▶ _TASK DESCRIPTION_: Take each line of the records below that contains the string "putting" and copy it.

▶ _SUPPLIED RECORDS_:
PR #4812, opened 2023-01-20
[Isolated Regions] Add validators to check features support by region

gmarciani:
### Description of changes
Add validators to check features support by region. In particular, the following features are set as unsupported:
* AWS Batch in ap-northeast-3 and us-iso* regions
* NICE DCV in us-iso* regions
* FSx Lustre in us-iso* regions
* FSx ONTAP in us-iso* regions
* FSx OpenZfs in us-iso* regions

#### Customer Experience
When a customer attempts to create a cluster with unsupported features the following error message is returned for every unsupported feature attempted (example with FSxLustre pretending it's not supported in eu-west-1):

```
{
    {
      "level": "ERROR",
      "type": "FeatureRegionValidator",
      "message": "FSx Lustre is not supported in region 'eu-west-1'."
    }
  ],
}
```

#### Developer Experience
When a developer wants to modify the support for a given feature in some regions, he/she needs to modify `UNSUPPORTED_FEATURES_MAP` in `cli/src/pcluster/constants.py` accordingly, where we have region prefixes mapped to unsupported features.

```
UNSUPPORTED_FEATURES_MAP = {
    Feature.BATCH: ["ap-northeast-3", "us-iso"],
    Feature.DCV: ["us-iso"],
    Feature.FSX_LUSTRE: ["us-iso"],
    Feature.FSX_ONTAP: ["us-iso"],
    Feature.FSX_OPENZFS: ["us-iso"],
}
```

and register the corresponding validator `FeatureRegionValidator`, if it's not registered yet:

```
self._register_validator(FeatureRegionValidator, feature=Feature.FSX_LUSTRE, region=self.region)
```

### Tests
* Unit test
* Manual test pretending that some features where not supported in eu-west-1 to verify error messages.


cli/src/pcluster/config/cluster_config.py
```diff
@@ -1368,12 +1372,18 @@ def _register_storage_validators(self):
                         existing_fsx.add(storage.file_system_id)
                     else:
                         new_storage_count["fsx"] += 1
+                    self._register_validator(FsxLustreRegionValidator, region=self.region)
```
enrico-usai: what about generalizing the validator: `FeatureRegionValidator` and pass 2 parameters, the feature and the region, so: 
```python
self._register_validator(FeatureRegionValidator, feature=Feature.FSX_LUSTRE, region=self.region)
```

This will permit to add more feature validators or to remove them without the need to create new code.

cli/src/pcluster/constants.py
```diff
@@ -206,3 +207,36 @@
...
+    """
+
+    BATCH = "AWS Batch"
+    DCV = "Nice DCV"
+    FSX_LUSTRE = "FSx Lustre"
+    FSX_ONTAP = "FSx ONTAP"
+    FSX_OPENZFS = "FSx OpenZfs"
+
+
+UNSUPPORTED_FEATURES_MAP = {
```
enrico-usai, line 234: what about having this map by feature, rather than by region?

```python
UNSUPPORTED_FEATURES_MAP = {
  Feature.BATCH: ["ap-northeast-3", "us-iso"]
  Feature.DCV: [...]
```

cli/src/pcluster/utils.py
```diff
@@ -32,11 +32,29 @@
 from yaml.resolver import BaseResolver
 
 from pcluster.aws.common import get_region
-from pcluster.constants import SUPPORTED_OSES_FOR_ARCHITECTURE, SUPPORTED_OSES_FOR_SCHEDULER
+from pcluster.constants import SUPPORTED_OSES_FOR_ARCHITECTURE, SUPPORTED_OSES_FOR_SCHEDULER, UNSUPPORTED_FEATURES_MAP
 
 LOGGER = logging.getLogger(__name__)
 
 
+def is_feature_supported(feature: str, region: str = None):
```
enrico-usai: If we create the generic `FeatureRegionValidator` this code can be moved there, removing this utils function.

cli/src/pcluster/config/cluster_config.py
enrico-usai: This corresponds to what you're doing with the utility function.
Then this permits to disable the region validators at once, by disabling the FeatureRegionValidator.

cli/src/pcluster/constants.py
enrico-usai: This corresponds that the validator is for the feature. We are registering the validator when the feature is enabled in the config, so the feature is our starting point to see the limitations.

cli/src/pcluster/utils.py
gmarciani: In we agree on having the validator that way, I'll do that. Let's refer to the discussion in https://github.com/aws/aws-parallelcluster/pull/4812#discussion_r1082311502

cli/src/pcluster/constants.py
gmarciani: I like it, will do

cli/src/pcluster/config/cluster_config.py
gmarciani: I like it and I was thinking to do that since the beginning to reduce code duplication.
The only reason why I did not do that is consistency with the way we developed other validators: we have always preferred to decouple them and since validator names are visible to customers we have always preferred to return specific names to do ad-hoc overrides.

Nevertheless, I'm re.thinking about it thanks to your comment and I think that there is no reason to do an ad hoc override of this type of validators, so we can do the refactoring you suggest.

cli/src/pcluster/utils.py
enrico-usai: Let's do it!

cli/src/pcluster/config/cluster_config.py
enrico-usai: I'd say we can start simple, with a single class, then in future we can decide if we want to split into multiple validators.

enrico-usai (dismissed):

lukeseawalker (approved):
LGTM

PR #4818, opened 2023-01-23
[Isolated Regions] Add controllers assertion to check operations support by region

gmarciani:
### Description of changes
Add assertion on operations controllers to fail fast with a BadRequest when the requested operation is not supported in the given region. In particular, the following operations are set as unsupported both on CLI and API
 * `build-image` us-iso* regions
 * `delete-image` us-iso* regions
 * `describe-image` us-iso* regions
 * `list-images` us-iso* regions
 * `export-image-logs` us-iso* regions
 * `get-image-log-events` us-iso* regions
 * `get-image-stack-events` us-iso* regions
 * `list-image-log-streams` us-iso* regions

#### Customer Experience
When a customer attempts to execute an operation that is unsupported in the target region, the following error message is returned:

```
{
  "message": "Bad Request: The operation 'build-image' is not supported in region 'us-iso-east-1'."
}
```

#### Developer Experience
When a developer wants to modify the support for a given operation in some regions, he/she needs to modify `UNSUPPORTED_FEATURES_MAP` in `cli/src/pcluster/constants.py` accordingly, where we have region prefixes mapped to unsupported features.

```
UNSUPPORTED_OPERATIONS_MAP = {
    Operation.BUILD_IMAGE: ["us-iso"],
    Operation.DELETE_IMAGE: ["us-iso"],
    Operation.DESCRIBE_IMAGE: ["us-iso"],
    Operation.LIST_IMAGES: ["us-iso"],
    Operation.EXPORT_IMAGE_LOGS: ["us-iso"],
    Operation.GET_IMAGE_LOG_EVENTS: ["us-iso"],
    Operation.GET_IMAGE_STACK_EVENTS: ["us-iso"],
    Operation.LIST_IMAGE_LOG_STREAMS: ["us-iso"],
}
```

and add the corresponding assertion within the operation controller, if it's not there yet:

```
assert_supported_operation(operation=Operation.BUILD_IMAGE, region=region)
```

### Tests
* Unit test
* Manual test pretending that an operation is not supported in eu-west-1 to verify error messages.

### Description of changes

### Tests

### References

### Checklist

### DIFF
--- a/cli/src/pcluster/api/controllers/common.py
+++ b/cli/src/pcluster/api/controllers/common.py
@@ -27,9 +27,9 @@ from pcluster.api.errors import (
     NotFoundException,
     ParallelClusterApiException,
 )
-from pcluster.aws.common import BadRequestError, LimitExceededError, StackNotFoundError
+from pcluster.aws.common import BadRequestError, LimitExceededError, StackNotFoundError, get_region
 from pcluster.config.common import AllValidatorsSuppressor, TypeMatchValidatorsSuppressor, ValidatorSuppressor
-from pcluster.constants import SUPPORTED_REGIONS
+from pcluster.constants import SUPPORTED_REGIONS, UNSUPPORTED_OPERATIONS_MAP, Operation
 from pcluster.models.cluster import Cluster
 from pcluster.models.common import BadRequest, Conflict, LimitExceeded, NotFound, parse_config
 from pcluster.utils import get_installed_version, to_utc_datetime
@@ -177,3 +177,13 @@ def get_validator_suppressors(suppress_validators: Optional[List[str]]) -> Set[V
         validator_suppressors.add(TypeMatchValidatorsSuppressor(validator_types_to_suppress))
 
     return validator_suppressors
+
+
+def assert_supported_operation(operation: Operation, region: str):
+    """Raise a BadRequestException if the operation is not supported in the region."""
+    _region = get_region() if region is None else region
+    prefixes_of_unsupported_regions = UNSUPPORTED_OPERATIONS_MAP.get(operation, [])
+    if any(_region.startswith(region_prefix) for region_prefix in prefixes_of_unsupported_regions):
+        message = f"The operation '{operation.value}' is not supported in region '{region}'."
+        LOGGER.critical(message)
+        raise BadRequestException(message)
--- a/cli/src/pcluster/cli/entrypoint.py
+++ b/cli/src/pcluster/cli/entrypoint.py
@@ -215,7 +215,15 @@ def _run_operation(model, args, extra_args):
             error_encoded = encoder.JSONEncoder().encode(message)
             raise APIOperationException(json.loads(error_encoded))
     else:
-        return args.func(args, extra_args)
+        try:
+            return args.func(args, extra_args)
+        except pcluster.api.errors.ParallelClusterApiException as e:
+            # Format exception messages in the same manner as the api
+            message = pcluster.api.errors.exception_message(e)
+            error_encoded = encoder.JSONEncoder().encode(message)
+            raise APIOperationException(json.loads(error_encoded))
+        except Exception as e:
+            raise e
 
 
 def run(sys_args, model=None):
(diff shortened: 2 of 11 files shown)


cli/src/pcluster/api/controllers/common.py
```diff
@@ -177,3 +178,12 @@ def get_validator_suppressors(suppress_validators: Optional[List[str]]) -> Set[V
         validator_suppressors.add(TypeMatchValidatorsSuppressor(validator_types_to_suppress))
 
     return validator_suppressors
+
+
+def assert_supported_operation(operation: Operation, region: str):
+    """Raise a BadRequestException if the operation is not supported in the region."""
+    validation_failures = OperationRegionValidator().execute(operation=operation, region=region)
```
enrico-usai: I think what you implemented is not a Validator.

The Validators are semantic validators that checks configuration parameters (and that can be "suppressed", if needed). They are automatically called by internal methods, when checking the cluster config.

Here we're using Validators logic to do instead a command check. We're forcing the execution of the `execute` method and then we're parsing the output to retrieve the `message` of the first item in the validation failures.

I think in this case it's more clear to have the `assert_supported_operation` that simply executes the content of the `_is_operation_supported` and then raises a BadRequestException, without putting the `Validator` class in the middle.

cli/src/pcluster/constants.py
```diff
@@ -206,3 +207,37 @@
...
+    """
+
+    BUILD_IMAGE = "build-image"
+    DELETE_IMAGE = "delete-image"
+    DESCRIBE_IMAGE = "describe-image"
+    LIST_IMAGES = "list-images"
+    EXPORT_IMAGE_LOGS = "export-image-logs"
+    GET_IMAGE_LOG_EVENTS = "get-image-log-events"
+    GET_IMAGE_STACK_EVENTS = "get-image-stack-events"
+    LIST_IMAGE_LOG_STREAMS = "list-image-log-streams"
```
enrico-usai, line 275: Should we add all the operations here?
Is there a way to check if we're missing some operations from the API? (e.g. with a unit test?)

gmarciani: > Should we add all the operations here?

We can for completeness, but it's not strictly required. 
An entry here is required only if we are going to set it as unsupported in some regions.
I agree on adding all of theme for completeness.

> Is there a way to check if we're missing some operations from the API? (e.g. with a unit test?)

Not now. To do so we must:
1. add all the operations into the enumeration, and
2. extend the current unit test to cover them;

I will do.

cli/src/pcluster/api/controllers/common.py
gmarciani: I agree, thanks

enrico-usai (dismissed):

cli/src/pcluster/cli/entrypoint.py
```diff
@@ -215,7 +215,13 @@ def _run_operation(model, args, extra_args):
...
             raise APIOperationException(json.loads(error_encoded))
     else:
-        return args.func(args, extra_args)
+        try:
+            return args.func(args, extra_args)
+        except Exception as e:
+            # format exception messages in the same manner as the api
+            message = pcluster.api.errors.exception_message(e)
+            error_encoded = encoder.JSONEncoder().encode(message)
+            raise APIOperationException(json.loads(error_encoded))
```
gmarciani: This change may be considered too invasive because it moves the failure output of the commands not included in API model from plaintext to the JSON style provided by the API. 

Currently: the following commands are not defined in the API model, so they would fall into this except block in case of an Exception:

1. configure
1. dcv-connect
1. export-cluster-logs
1. export-image-logs
1. ssh
1. version

gmarciani: I decided the reduce the impact of the change by formatting the output as JSON only on the specific exception  `pcluster.api.errors.ParallelClusterApiException`. I think this is a good tradeoff because:
1. it allows commands excluded from API model to return exceptions in the API JSON style.
2. when a dev uses `ParallelClusterApiException` within a command outside of the API model it's self-explanatory from the name that the exception is expected to be outputted with an API style.

That said, I think that in future iterations we must align all the CLI commands to the API style, i.e. return eveything as a JSON.

lukeseawalker (dismissed):
LGTM

lukeseawalker (approved):

PR #4822, opened 2023-01-25
[3.x]Update THIRD-PARTY-LICENSES.txt

himani2411:
### Description of changes
Making changes with respect to Opens source Distribution for adding specified URL's and License files.

### Tests
* No tests. Running Locally

### Checklist


util/create-attribution-doc.sh
```diff
@@ -29,23 +29,80 @@ final_license_file=THIRD-PARTY-LICENSES.txt
...
-# Adding a header for aws-cdk version and License URL to THIRD-PARTY-LICENSES file
-echo "aws-cdk $aws_cdk_version; https://raw.githubusercontent.com/aws/aws-cdk/main/LICENSE" >> $final_license_file
-# Appending aws-cdk License to THIRD-PARTY-LICENSES file
-curl https://raw.githubusercontent.com/aws/aws-cdk/main/LICENSE >> $final_license_file
-# Adding a header for Python version and License URL to THIRD-PARTY-LICENSES file
-echo -e "\nPython $cpy_version; https://raw.githubusercontent.com/python/cpython/$cpy_version/LICENSE " >> $final_license_file
-# Appending Python License to THIRD-PARTY-LICENSES file
-curl https://raw.githubusercontent.com/python/cpython/$cpy_version/LICENSE >> $final_license_file
+# Function to Append Licenses of different Packages to the THIRD-PARTY-LICENSES file
+append_to_final_license_file(){
```
dreambeyondorange: so is this function not actually adding the content of the license file, just the URL?  Don't we need to include the full license text?

dreambeyondorange: I think we should be specific about this in the name about what exactly we are appending

util/create-attribution-doc.sh
```diff
@@ -29,23 +29,80 @@ final_license_file=THIRD-PARTY-LICENSES.txt
...
+# Packaging
+append_to_final_license_file "packaging" $packaging_version "pache Software License; BSD License" "https://github.com/pypa/packaging" "https://raw.githubusercontent.com/pypa/packaging/main/LICENSE" "https://raw.githubusercontent.com/pypa/packaging/main/LICENSE.APACHE" "https://raw.githubusercontent.com/pypa/packaging/main/LICENSE.BSD"
+
+# pyinstaller-hooks-contrib
+# Adding a header for pyinstaller-hooks-contrib version and License URL 
+echo -e "\n\n\npyinstaller-hooks-contrib \n2022.15\nApache License 2.0; GNU General Public License \nhttps://github.com/pyinstaller/pyinstaller-hooks-contrib/archive/refs/tags/2022.15.tar.gz." >> $final_license_file
+# Appending pyinstaller-hooks-contrib 3 License files 
+wget -c https://github.com/pyinstaller/pyinstaller-hooks-contrib/archive/refs/tags/2022.15.tar.gz -O - | tar -xz
+
+cat pyinstaller-hooks-contrib-2022.15/LICENSE >> $final_license_file
```
dreambeyondorange: why only do this for the hooks package and not the others we are ignoring with pip-licenses?

util/create-attribution-doc.sh
```diff
@@ -29,23 +29,80 @@ final_license_file=THIRD-PARTY-LICENSES.txt
...
+cat pyinstaller-hooks-contrib-2022.15/LICENSE.APL.txt >> $final_license_file
+cat pyinstaller-hooks-contrib-2022.15/LICENSE.GPL.txt >> $final_license_file
+
+rm -rf pyinstaller-hooks-contrib-2022.15
+
+# pyinstaller
+# Adding a header for pyinstaller version and License URL 
+echo -e "\n\n\npyinstaller \n5.7.0\nGNU General Public License v2 (GPLv2) \nhttps://github.com/pyinstaller/pyinstaller/archive/refs/tags/v5.7.0.tar.gz." >> $final_license_file
```
dreambeyondorange: should we use the function for this?

util/create-attribution-doc.sh
```diff
@@ -29,23 +29,80 @@ final_license_file=THIRD-PARTY-LICENSES.txt
...
+wget -c https://github.com/pyinstaller/pyinstaller/archive/refs/tags/v5.7.0.tar.gz -O - | tar -xz
+# Appending pyinstaller License file
+cat pyinstaller-5.7.0/COPYING.txt >> $final_license_file
```
dreambeyondorange: is this file not available in the other archive above?

util/create-attribution-doc.sh
himani2411: Its appending a header which is Package Name, Package Version, License Type , URL for package to the final License file as well as the whole License file. I have included comments inside the function

util/create-attribution-doc.sh
himani2411: The distribution team provided this specific link for the tar file, which is why I need to unzip it and add to the final file.  For others its a direct link which I can use.

util/create-attribution-doc.sh
himani2411: Sure

util/create-attribution-doc.sh
himani2411: I could directly use this link https://github.com/pyinstaller/pyinstaller-hooks-contrib/tree/2022.15, But I thought we had already decided on going with the approach of using the tar file and unzipping it.

util/create-attribution-doc.sh
himani2411: No I couldnt find this ( COPYING.txt) for other packages.

util/create-attribution-doc.sh
himani2411: I have changed the link and directly taking from online using  https://github.com/pyinstaller/pyinstaller-hooks-contrib/tree/2022.15, so that I can reuse the same function

dreambeyondorange: What I mean is it seems like we are just putting a link for the license instead of the actual license content for these packages, whereas with the hooks package we put the license content into the file.  Is that correct?

himani2411: No we are putting the license content for all the packages into the final file as well as the License link

dreambeyondorange (approved):

PR #4823, opened 2023-01-25
Change get of node attributes to use /etc/chef/node_attributes.json

francesco-giordano:
### Description of changes
* To make more robust the getting of attributes from the cookbook this commit exploit the newly created  attribute file `/etc/chef/node_attributes.json`

### Tests
* Tested in Jenkins

### References
* https://github.com/aws/aws-parallelcluster-cookbook/pull/1679

### DIFF
--- a/cli/src/pcluster/resources/imagebuilder/parallelcluster_test.yaml
+++ b/cli/src/pcluster/resources/imagebuilder/parallelcluster_test.yaml
@@ -5,7 +5,7 @@ schemaVersion: 1.0
 constants:
   - CookbookDefaultFile:
       type: string
-      value: /etc/chef/cookbooks/aws-parallelcluster/attributes/default.rb
+      value: /etc/chef/node_attributes.json
 
 phases:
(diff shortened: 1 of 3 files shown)


cli/src/pcluster/resources/imagebuilder/parallelcluster_test.yaml
```diff
@@ -55,7 +55,7 @@ phases:
           commands:
             - |
               set -v
-              PATTERN=$(grep -F "default['cluster']['python-version']" {{ CookbookDefaultFile }})
+              PATTERN=$(jq '.default.cluster."python-version"' {{ CookbookDefaultFile }})
```
awslitvit, line 58: Nitpick. Looks like we should change from `python-version` to `python_version`. By the way, how do we understand which config values are externally facing? Honestly, I would create (in a future PR) a json with only those values, so that it is clear what is exposed.

awslitvit (approved):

▶ _ANSWER AREA_:
I think in this case it's more clear to have the `assert_supported_operation` that simply executes the content of the `_is_operation_supported` and then raises a BadRequestException, without putting the `Validator` class in the middle.
dreambeyondorange: What I mean is it seems like we are just putting a link for the license instead of the actual license content for these packages, whereas with the hooks package we put the license content into the file.  Is that correct?
himani2411: No we are putting the license content for all the packages into the final file as well as the License link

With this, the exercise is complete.